Ingest Common Data Model (via Manifest) as Parquet

Copy data from Azure Data Lake Storage Gen2 in Common Data Model (CDM) format, using a Manifest, to Parquet format in Azure Data Lake Storage Gen2.

Category: Ingest to Lakehouse | Tags: Ingestion

To use this activity within the API, use an ActivityCode of ADLS-CDM-MANIFEST-ADLS.

Available Connections

SourceConnection:

TargetConnection:

Example JSON

An example of what the Task Config would look like for a task using this activity. Some of these variables would be set at the group level to avoid duplication between tasks.

{
"SourceConnection": "MY-SOURCE-CONN",
"CDMContainer": "",
"CDMManifestFolderPath": "",
"CDMManifestFileName": "",
"CDMEntity": "",
"DataLakeSystemFolder": "my_folder",
"DataLakeDatasetFolder": "data",
"TargetConnection": "MY-TARGET-CONN",
"DeltaSchemaName": "example_schema",
"DeltaTableName": "my_table"
}

Variable Reference

The following variables are supported:

  • CDMContainer (Required) - Container name of the CDM folder.
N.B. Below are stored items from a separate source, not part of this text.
PR #255, opened 2019-01-17
Support running FlowDB as arbitrary user via --user flag to docker run

### LINKED ISSUE #247: Remove uid/gid build arguments to FlowDB
FlowDB currently takes two build arguments `POSTGRES_UID` and `POSTGRES_GID` which _were_ necessary to enable one to work around conflicts between the user Postgres ran as, and the uids on the host system. Per 
https://github.com/docker-library/postgres/pull/253 and 
https://github.com/docker-library/postgres/pull/448 the upstream image now supports setting these via `--user` to match an existing user on the host system. Using this method also means docker won't clobber permissions when spinning up the Postgres instance if you don't have a user matching the internal uid & gid.

We should remove the old workaround, and explain how to do this in the docs.

greenape:
Closes #247

### I have:

### Description

This deprecates setting the uid and gid used by FlowDB during the image build, in favour of setting it by passing `--user uid:gid` to `docker run` or the `user` key in a compose file.

Removes a bunch of legacy workarounds in the Dockerfiles, and updates the upstream Postgres image to the most current one.

This change is primarily important in scenarios where you are persisting FlowDB via a bind mount, or want to run ETL by bind mounting a directory on the host. Previously, one had to ensure that you'd either built the image with the Postgres uid and gid matching an existing user on the host, or that you could create a new user matching the uid and gid expected. You can now use any user that exists on the host, and specify that at runtime.

(Unrelatedly, I've also fixed the GitHub readme, which had diverged from the docs one)

### DIFF
--- a/flowdb/testdata/Dockerfile
+++ b/flowdb/testdata/Dockerfile
@@ -18,7 +18,7 @@ FROM flowminder/flowdb:${CODE_VERSION}
 #
 
 RUN mkdir -p /docker-entrypoint-initdb.d/sql/testdata/
-COPY --chown postgres ./bin/z_ingest_test_data.sh /docker-entrypoint-initdb.d/
-ADD --chown postgres ./test_data/sql/* /docker-entrypoint-initdb.d/sql/testdata/
-ADD --chown postgres ./test_data/data/ /docker-entrypoint-initdb.d/data/
-COPY  --chown postgres ./test_data/data/*.csv /docker-entrypoint-initdb.d/data/csv/
+COPY --chown=postgres ./bin/z_ingest_test_data.sh /docker-entrypoint-initdb.d/
+ADD --chown=postgres ./test_data/sql/* /docker-entrypoint-initdb.d/sql/testdata/
+ADD --chown=postgres ./test_data/data/ /docker-entrypoint-initdb.d/data/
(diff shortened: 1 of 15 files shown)


flowdb/testdata/Dockerfile
```diff
@@ -18,7 +18,9 @@ FROM flowminder/flowdb:${CODE_VERSION}
...
 RUN mkdir -p /docker-entrypoint-initdb.d/sql/testdata/
-COPY ./bin/z_ingest_test_data.sh /docker-entrypoint-initdb.d/
-ADD ./test_data/sql/* /docker-entrypoint-initdb.d/sql/testdata/
-ADD ./test_data/data/ /docker-entrypoint-initdb.d/data/
-COPY ./test_data/data/*.csv /docker-entrypoint-initdb.d/data/csv/
+COPY --chown=postgres ./bin/z_ingest_test_data.sh /docker-entrypoint-initdb.d/
+ADD --chown=postgres ./test_data/sql/* /docker-entrypoint-initdb.d/sql/testdata/
+ADD --chown=postgres ./test_data/data/ /docker-entrypoint-initdb.d/data/
+COPY  --chown=postgres ./test_data/data/*.csv /docker-entrypoint-initdb.d/data/csv/
+# Need to make postgres is owner of any subdirectrories
```
maxalbert:
```suggestion
# Need to make postgres owner of any subdirectories
```

Issue #265, opened 2019-01-21
Better development setup/workflow needed


maxalbert:
While FlowKit's production environment is fairly smooth to set up due to the dockerisation of our stack, setting up a development environment is currently very fiddly as the steps are different for each component and not well documented. We could also do with putting more scaffolding in place to make it easier to "jump in" at different levels of our stack if debugging is needed.

One thing that would help is to dockerise our development environment, too. The docker containers should have the source directories mounted inside them and the components should be started in such a way to enable live reload in case of any code changes. Tools like [watchdog](https://pythonhosted.org/watchdog/) can help with this.

Useful references:
- https://hackernoon.com/efficient-development-with-docker-and-docker-compose-e354b4d24831
- https://testdriven.io/courses/microservices-with-docker-flask-and-react/)

As a second step we can also consider dockerising our tests so that they can run continuously during development whenever the code changes (for which it would help to bring the test runtimes down a bit, esp. for flowmachine).

PR #269, opened 2019-01-22
Dev cleanup

maxalbert:
This addresses most of #265, but does not yet allow live reload of Flowauth (this will be addressed in a separate PR).

### I have:

### Description

This PR tidies up the `docker-compose-dev.yml` file so that it actually starts up a proper development environment. This has the following goals:

- Provide a "one-button-press" way of spinning up a dev environment (as opposed to having to spin up each component separately with a custom command)
- Enable "live reload" of `flowmachine` and `flowapi` during development so that source code changes are picked up immediately without a need to restart them (or even re-build docker containers).

This also moves our dev setup closer to the production one because both now use docker containers (with only small variations in how the packages are installed inside the containers, which can be minimised further in the future).

The main change was to change the `docker-compose-dev.yml` file so that the source directories for `flowmachine` and `flowapi` are mounted into the containers, and to start the processes via [watchdog](https://pythonhosted.org/watchdog/) so that any changes to `*.py` files inside the source folders trigger a restart of the process (inside the running docker container). To achieve th elatter, I added separate `Dockerfile-dev` files for `flowmachine` and `flowapi` (which I aimed to keep as similar to the production `Dockerfile`s as possible).

Other changes:

- Previously `flowdb` and `flowapi` used additional volumes to store the data and logs, which I have removed. I'm not entirely sure whether we will _want_ volumes for some services in the future also during development (for example, I can potentially see it being useful for Flowauth and perhaps for FlowDB) but for now I though it would be better to remove them until we see a clear need.

- Added a section to the docs with some basic explanations on how to spin up a dev environment and test that it works. This will need further cleanup but should be sufficient to get a new developer started.

- I added a small helper function (plus test) in `flowmachine/flowmachine/core/server/utils.py` called `send_message_and_receive_reply()` which allows to send a JSON message to the flowmachine via `zmq`, which is helpful for interactive testing. Note that this is very similar to an existing helper function in the flowmachine tests, so the latter should probably be removed in a subsequent PR and we should use the new one for the tests also.

Still to do:

- Enable live reload of Flowauth (this shouldn't require much work but I didn't want to delay this PR further)
- Enable proper configurations for Flowapi (for example "production" vs. "development"; this is set a as `CONFIG` env var in the Dockerfiles but I don't think it currently has any effect).


flowapi/Dockerfile-dev
```diff
@@ -0,0 +1,14 @@
...
+
+FROM python:3.7
+
+WORKDIR /flowapi
+COPY Pipfile* /
+RUN pip install pipenv && pipenv install --dev
+COPY app /flowapi/app
+RUN mkdir /var/log/flowapi
+VOLUME /var/log/flowapi
+CMD pipenv run watchmedo auto-restart --recursive --patterns="*.py" --directory="." pipenv run ./app/start.sh
```
greenape: Not objecting, but what's the rationale for using this as opposed to the autoreload that's built into flask & quart?

maxalbert: Good point. For the time being it was just expediency to get it working quickly (and I was going to address this in a subsequent PR when adding proper dev/prod configurations for flowapi) but there is no reason to not already use this here. I'll switch it over.

maxalbert: On that note, is the `CONFIG` variable (which is set in the `Dockerfile` and also in `flowapi/tests/unit/conftest.py`) actually used anywhere, or can I remove this and only set `FLASK_ENV=development`?

maxalbert: Also, the `app/start.sh` script runs the app via `hypercorn`. Does this actuallly pick up the `FLASK_ENV` variable and trigger a restart of the app upon source code changes?

maxalbert: Hmm, a quick experiment seems to suggest that setting `QUART_ENV=development` in the `Dockerfile-dev` (before calling `pipenv run app/start.sh`) is not sufficient to enable a live reload. Not sure what I'm missing, but perhaps worth investigating later and addressing in a separate PR?

flowmachine/Pipfile
```diff
@@ -32,8 +32,8 @@ pytest-asyncio = "*"
 pytest-cov = "*"
 pytest-testmon = "*"
 asynctest = "*"
-flowmachine = {editable = true,path = "."}
```
greenape: Why's this removed?

maxalbert: Because otherwise we can't run `pipenv install --dev` (which implicitly installs flowmachine in case this line is present) before `COPY . /app/` in the Dockerfile. However, we want to run `pipenv install --dev` beforehand to take advantage of docker layer caching (so that we don't need to reinstall all dependencies if the source code changes).

maxalbert: (Otherwise I would have preferred to leave it in but I didn't see a way of having both.)

docker-compose-dev.yml
```diff
@@ -22,28 +26,33 @@ services:
...
       - FM_PASSWORD=${FM_PASSWORD:-foo}
       - API_PASSWORD=${API_PASSWORD:-foo}
+      - CACHE_SIZE=${CACHE_SIZE:-""}  # if empty, defaults to using 10% of the available disk space
+      - CACHE_HALF_LIFE=${CACHE_HALF_LIFE:-1000}
     shm_size: 1G
     tty: true
     stdin_open: true
     restart: always
-    volumes:
-      - data_volume_flowdb:/var/lib/postgresql/data
```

  • CDMEntity (Required) - Name of the entity defined in the Model.json file or manifest.

  • CDMFolderPath (Optional) - Root folder location of CDM folder.

  • CDMManifestFileName (Required) - Name of the manifest file. Default value is 'default'.

  • CDMManifestFolderPath (Required) - Folder path of the entity within the root folder.

  • DataLakeDatasetFolder (Required) - Name of the folder in the Data Lake containing the dataset.

  • DataLakeSystemFolder (Required) - Name of the parent (System) folder in the Data Lake containing the dataset.

  • DeltaSchemaName (Optional) - The name of the Schema this transformation lives in.

  • DeltaTableName (Optional) - The name of the Table representing this transformation.

  • DIUsToUseForCopyActivity (Optional) - Specifies the powerfulness of the copy executor. Value can be between 2 and 256. When left at default, the Data Factory dynamically applies the optimal DIU setting based on the source-sink pair and data pattern.

  • ElevateToDelta (Optional) - Ingest directly to Lakehouse Table

  • IsFederated (Optional) - Makes task available to other Insight Factories within this organisation.

  • Links (Optional) - NULL

  • MaximumNumberOfAttemptsAllowed (Optional) - The total number of times the running of this Task can be attempted.

  • MinutesToWaitBeforeNextAttempt (Optional) - If a Task run fails, the number of minutes to wait before re-attempting the Task.

  • RetainHistory (Optional) - Should the raw files be saved to the History Container to preserve them?

    Show more details

    **Retain History? ** By default, this flag is set to the value assigned in the Configuration item SaveRawFilesToHistory (signalled by the double triangle brackets around the Configuration item name e.g. <<SaveRawFilesToHistory>>). This default behaviour can be overridden here.

  • SourceConnection (Required) - Source connection to use.

  • TargetConnection (Optional) - Target connection to use.